BATTAGLIA, Felice
Nato a Palmi (Reggio di Calabria) il 23 maggio 1902 da Antonio e Luisa Zetera, studiò a Roma dove si laureò in giurisprudenza nel 1925, avendo altresì frequentato corsi di lettere e di filosofia. Nelle discipline giuridiche ebbe per maestri V. E. Orlando, G. Mosca, F. Scaduto e V. Polacco; in quelle filosofiche, G. Del Vecchio e G. Gentile, i quali lo aprirono al neokantismo e all'idealismo. Per necessità familiari, intraprese nel 1926 la carriera di funzionario amministrativo presso il ministero della Pubblica Istruzione, attività che protrasse fino al 1932. Libero docente di filosofia del diritto nel 1927, divenne, nel 1935, professore ordinario della stessa disciplina nella facoltà di giurisprudenza dell'università di Siena. Nel 1938 fu chiamato alla cattedra di filosofia morale nella facoltà di lettere e filosofia dell'università di Bologna, dove tenne anche l'incarico di filosofia del diritto presso la facoltà di giurisprudenza per oltre un ventennio. Dal 1945 al 1950fu preside della stessa facoltà di lettere e filosofia. e negli anni 1950-56 e 1962-68 rettore dell'ateneo bolognese. Fu tra i promotori e i dirigenti del Centro di studi filosofici di Gallarate; in varie sessioni, presidente dei Consiglio superiore della Pubblica Istruzione, membro della commissione per la riforma della scuola e della Consulta didattica nazionale. Ricoprì varie cariche amministrative e culturali e fu insignito di numerose onorificenze per meriti accademici e scientifici.
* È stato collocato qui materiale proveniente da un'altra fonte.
PR #19516, opened 2022-02-07
Skip and warn on emoji import when name conflicts with system emoji

gabrieljackson:
This changes import behavior related to emoji imports when the name
conflicts with the name of a system emoji. Previously, the import
would fail, but now a warning is logged and the conflicting emoji
is skipped.

Fixes https://mattermost.atlassian.net/browse/MM-41613

```release-note
Skip and warn on emoji import when name conflicts with system emoji
```

### DIFF
--- a/app/import_validators.go
+++ b/app/import_validators.go
@@ -562,28 +562,24 @@ func validateDirectPostImportData(data *DirectPostImportData, maxPostSize int) *
 
 // validateEmojiImportData validates emoji data and returns if the import name
 // conflicts with a system emoji.
-func validateEmojiImportData(data *EmojiImportData) (bool, *model.AppError) {
+func validateEmojiImportData(data *EmojiImportData) *model.AppError {
 	if data == nil {
-		return false, model.NewAppError("BulkImport", "app.import.validate_emoji_import_data.empty.error", nil, "", http.StatusBadRequest)
+		return model.NewAppError("BulkImport", "app.import.validate_emoji_import_data.empty.error", nil, "", http.StatusBadRequest)
 	}
 
 	if data.Name == nil || *data.Name == "" {
-		return false, model.NewAppError("BulkImport", "app.import.validate_emoji_import_data.name_missing.error", nil, "", http.StatusBadRequest)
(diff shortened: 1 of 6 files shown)


amyblais:
@agnivade @Willyfrog This is planned for a Cloud hotfix.

crspeller (approved):
Seems fine but how does an import even have an emoji that conflicts?

gabrieljackson:
@crspeller I went back and looked and we have changed the system emoji list before, so I am guessing there may be some workspaces that had custom emojis that later became system emojis? Not exactly sure, but definitely seeing this issue in an import.

app/import_validators.go
```diff
@@ -560,24 +560,30 @@ func validateDirectPostImportData(data *DirectPostImportData, maxPostSize int) *
 	return nil
 }
 
-func validateEmojiImportData(data *EmojiImportData) *model.AppError {
+// validateEmojiImportData validates emoji data and returns if the import name
+// conflicts with a system emoji.
+func validateEmojiImportData(data *EmojiImportData) (bool, *model.AppError) {
```
agnivade, line 565: This seems to be a slightly cumbersome way to achieve it. IMO, a more idiomatic way would be to use the error value to detect a system emoji case and appropriately log it.

So essentially, instead of clubbing the system emoji check with the other conditions (` || inSystemEmoji(name)`), what we could do is split that out to a separate check, with a separate AppError ID.

```go
if inSystemEmoji(name) {
	return NewAppError("Emoji.IsValid", "some_other_name", nil, "", http.StatusBadRequest)	
}
```

And then in `importEmoji`, we could check if `err.Id == "some_other_name"` and then just skip with a warning. This way, we don't need to add an additional bool variable to differentiate between the case, and `InSystemEmoji` can remain unexported. And this also gives us the flexibility to keep adding more edge-cases by using errors, without returning more values.

Willyfrog:
@crspeller when we upgraded emojis to the v13.0 standard, we added quite a lot of emojis, so it is very likely that some had a name conflict, that already happened in community when we merged the change as well.

Willyfrog (approved):
Other than @agnivade comments, looks good

agnivade (approved):
Nicely done!

PR #19523, opened 2022-02-08
MM-41349: CRT, fix LastUpdated semantics

lieut-data:
#### Summary
This is a long-winded solution to https://mattermost.atlassian.net/browse/MM-41349. The ask in that ticket was relatively easy: don't update `LastUpdated` to the past, but to justify that decision, I needed to dig into the overall semantics of the feature, peeling away various layers of `deadcode` and otherwise trying to simplify things before I could convince myself the change was "safe."

Along the way, I took a stab at trying to document various structs and methods, breaking things up into discrete commits to make the journey of validating correctness more palatable. I'd love your eyes on this! Here's a summary of the changes:
* Remove various unused methods to help clarify semantics, namely `App.UpdateChannelLastViewedAt`, as well as `ThreadStore.Save`, `ThreadStore.SaveMultiple`, `ThreadStore.Update`, and `ThreadStore.Delete` (callers do things manually instead of using these helper store methods)
* Remove support for `followThread` from `App.MarkChannelAsUnreadFromPost` since it's always passed as `false`.
* Fix various `ThreadStore` methods to actually update `LastUpdated` when updating other columns on the thread membership.
* Drop the `updateThreads` parameter from `ChannelStore.UpdateLastViewedAtPost` and `ChannelStore.IncrementMentionCount`, after simplifying the calling code to clarify that these aren't needed.
* Finally rename `ThreadStore.UpdateUnreadsByChannel` to `ThreadStore.UpdateLastViewedByThreadIds`, unconditionally writing `LastViewed` (and now `LastUpdated`).

I strongly suggest reviewing commit by commit vs. the overall PR.

#### Ticket Link
Fixes: https://mattermost.atlassian.net/browse/MM-41349

#### Release Note
```release-note
NONE
```


store/sqlstore/thread_store.go
```diff
@@ -521,35 +477,29 @@ func (s *SqlThreadStore) MarkAllAsRead(userId, teamId string) error {
...
 }
 
+// MarkAsRead marks the given thread for the given user as unread from the given timestamp.
 func (s *SqlThreadStore) MarkAsRead(userId, threadId string, timestamp int64) error {
 	query, args, _ := s.getQueryBuilder().
 		Update("ThreadMemberships").
 		Where(sq.Eq{"UserId": userId}).
 		Where(sq.Eq{"PostId": threadId}).
 		Set("LastViewed", timestamp).
+		Set("LastUpdated", timestamp).
```
ashishbhate, line 495: Here `LastUpdated` should be set to `model.GetMillis()` instead of the `timestamp` argument that was passed in.

app/channel.go
```diff
@@ -2578,7 +2578,7 @@ func (a *App) MarkChannelAsUnreadFromPost(postID string, userID string, collapse
 		}
 	}
 
-	channelUnread, nErr := a.Srv().Store.Channel().UpdateLastViewedAtPost(post, userID, unreadMentions, unreadMentionsRoot, *a.Config().ServiceSettings.ThreadAutoFollow, true)
```
ashishbhate, line 2612: The buggy code that you removed was hiding the bug here.

 When `ThreadAutoFollow` is `true` and if the code you removed in `UpdateUnreadsByChannel` actually set the `LastViewed` instead of `LastUpdated`, then we'd see threads with replies newer than the post being marked as unread, being marked as unread. I checked the spreadsheet defining CRT behaviour and I dont think this was ever expected behaviour.

ashishbhate (commented):
Awesome work @lieut-data ! 
The additional clean-up and documentation work is really helpful!

ashishbhate (approved):

koox00 (approved):
awesome! thank you @lieut-data 💯

store/storetest/thread_store.go
```diff
@@ -693,7 +592,7 @@ func testThreadStorePermanentDeleteBatchThreadMembershipsForRetentionPolicies(t
 	// Delete team policy and thread
 	err = ss.RetentionPolicy().Delete(teamPolicy.ID)
 	require.NoError(t, err)
-	err = ss.Thread().Delete(post.Id)
+	_, err = s.GetMaster().Exec("DELETE FROM Threads WHERE PostId='" + post.Id + "'")
```
agnivade, line 595: One quick comment - let's please use `GetMasterX()` instead. :) We are slowly moving away from gorp.

lieut-data: Awesome to see us moving away from gorp! One challenge here is that the `SqlStore` interface used in the tests only defines `GetMaster`, and it looks like `GetMasterX` returns a `sqlxDBWrapper` not presently exported by the `sqlstore` package. Should we tackle this holistically in the tests?

app/channel_test.go
```diff
@@ -2418,13 +2390,13 @@ func TestMarkUnreadWithThreads(t *testing.T) {
...
 
-			_, appErr = th.App.MarkChannelAsUnreadFromPost(rootPost.Id, th.BasicUser.Id, true, true)
+			_, appErr = th.App.MarkChannelAsUnreadFromPost(rootPost.Id, th.BasicUser.Id, true)
 			require.Nil(t, appErr)
 
 			threadMembership, appErr := th.App.GetThreadMembershipForUser(th.BasicUser.Id, rootPost.Id)
 			require.Nil(t, appErr)
 			require.NotNil(t, threadMembership)
-			assert.Equal(t, int64(1), threadMembership.UnreadMentions)
+			assert.Zero(t, threadMembership.UnreadMentions)
```
lieut-data, line 2399: @ashishbhate, just want to get your eyes on this -- and the comment newly introduced at the top of this method.

In short, the coverage here was excellent -- but of an unused code path. I didn't want to refactor `MarkChannelAsUnreadFromPost` further at this time -- in which I /think/ we can rip out all the `ThreadStore.MaintainMembership` calls -- so opted to "correct" this test accordingly.

lieut-data:
@jgilliam17, wondering if you would be open to testing this PR for correct collapsed reply thread semantics?

jgilliam17:
Thanks @lieut-data I will take a look tomorrow.

store/storetest/thread_store.go
agnivade: Oh yeah, this PR https://github.com/mattermost/mattermost-server/pull/19545 hasn't gone in yet. I'll let you know if that goes in first. Otherwise, we can keep this be for now.

lieut-data: Done!

jgilliam17:
Thanks @lieut-data 
E2E report [without feature flag for CRT](https://automation-dashboard.vercel.app/cycles/ccb64300-b273-409f-afd3-955fa8ea7b91) and [with CRT flag](https://automation-dashboard.vercel.app/cycles/61581607-77bf-49a7-93b5-9a8685324a97) both look good, no PR related failures
Tested, looks good to merge.
- Verified threading behavior - as expected.
There was one issue with marking the root post with mention as unread (on RHS) - global threads item included the mention badge which is not per design - also repros on daily. I'll be filing that separately.

jgilliam17 (approved):

app/channel_test.go
ashishbhate: @lieut-data Sorry about the delay in getting around to this. 

I think the change here breaks the expected behaviour. `App.MarkChannelAsUnreadFromPost`  is called from the `rhs_root_post` and `rhs_comment` components in the webapp (amongst other places). 

Looking at our spreadsheet of expected behaviour - https://docs.google.com/spreadsheets/d/1Rp2UN-TDW75zccfFWrco2Pqog2ktoa784GSvAVGTfgA/edit?pli=1#gid=1722303699

The test marks the root post as unread - this is covered by lines 17 and 18, which states that a new messages line should be inserted before the oldest post.

The reply in the test has a mention, so inserting a new messages line should also increment the mention count for the user. 

@koox00 could you please confirm if this is correct? Two eyes are better than one :)

esethna:
@amyblais I discussed this with Jesse, can we cherry pick to v6.5?

app/channel_test.go
ashishbhate: @lieut-data I think this comment was missed in the review. This PR appears to break existing  expected behaviour. Jelena opened a ticket for issue, but if this PR is the cause of the regression then we ought to prioritize the fix. 

// @Willyfrog

PR #19526, opened 2022-02-09
Pin the FROM in dockerfiles

oh6hay:
This prevents supply chain attacks where the latest image is replaced with a malicious version.

Pinning done by using https://github.com/Jille/dockpin (pins to the latest hash when run)

### DIFF
--- a/build/Dockerfile
+++ b/build/Dockerfile
@@ -1,4 +1,4 @@
-FROM alpine:3.14
+FROM alpine:3.14@sha256:635f0aa53d99017b38d1a0aa5b2082f7812b03e3cdb299103fe77b5c8a07f1d2
 
 # Some ENV variables
 ENV PATH="/mattermost/bin:${PATH}"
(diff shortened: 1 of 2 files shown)


oh6hay:
Hi, sorry for a delayed response. I can't seem to access the playbook?

> @oh6hay - Can you please outline the process that's needed for us to do this? Since our team owns bumping the Go version, I'l like to document this.
> 
> We have a playbook here that we follow: https://community-daily.mattermost.com/playbooks/playbooks/k6xrudry9fgkxk3mktffyhiega/preview.
> 
> Please let us know the steps that need to be updated. Thanks!

agnivade:
Added you now, can you check?

oh6hay:
> Added you now, can you check?

I can, thanks! In this case: You can simply remove the hash from the Dockerfile, then carry on with tasks from the playbook and pin the base image afterwards. (Pinning only protects against a tagged docker image being replaced with a malicious one between runs that pull a tagged image.)

agnivade (approved):
Looks great @oh6hay ! Please also pin the versions in https://git.internal.mattermost.com/mattermost/ci/images/mattermost-build-server/-/blob/master/Dockerfile to keep things consistent. Thanks!

PR #19536, opened 2022-02-11
MM-38419: Split UPSERT statement into 2

agnivade:
The UPSERT statement was taking unexplained gap
locks, due to which the import was somehow failing.
I still don't know exactly how this is happening.

But splitting the UPSERT into 2 different statements
in the same transaction changes the locking semantics,
and avoids the deadlock.

Naturally, this proves that even our retrylayer
is sometimes ineffective against some problems.

```release-note
NONE
```


agnivade:
@streamer45 - Would you mind doing a peer testing just to confirm that the bug has been fixed? I'd prefer a second set of eyes on this.

streamer45 (approved):
Great 🙌 

Tested locally, was able to reproduce the issue on master. Using this branch the import proceeds without issues.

Il B. morì a Bologna il 28 marzo 1977.
Nel corso della sua lunga attività di pensiero il B. ha dato un contributo determinante e originale a quel processo di svolgimento del neoidealismo italiano in direzione spiritualistico-cristiana che ha caratterizzato per taluni rilevanti aspetti la storia della filosofia italiana contemporanea.
Il B. muove dalle posizioni del neoidealismo italiano, ma con una preferenza per la forma datagli dal Gentile, il cui significato fondamentale è l'assunzione dello spirito nella sua piena logicità e nel processo per cui costituisce il reale molteplice e diveniente della natura e della storia, conferendogli unità di principio e giustificazione ultima. Si tratta peraltro di un consenso dal quale mai si discostano l'attenzione critica e lo stimolo di un incessante approfondimento.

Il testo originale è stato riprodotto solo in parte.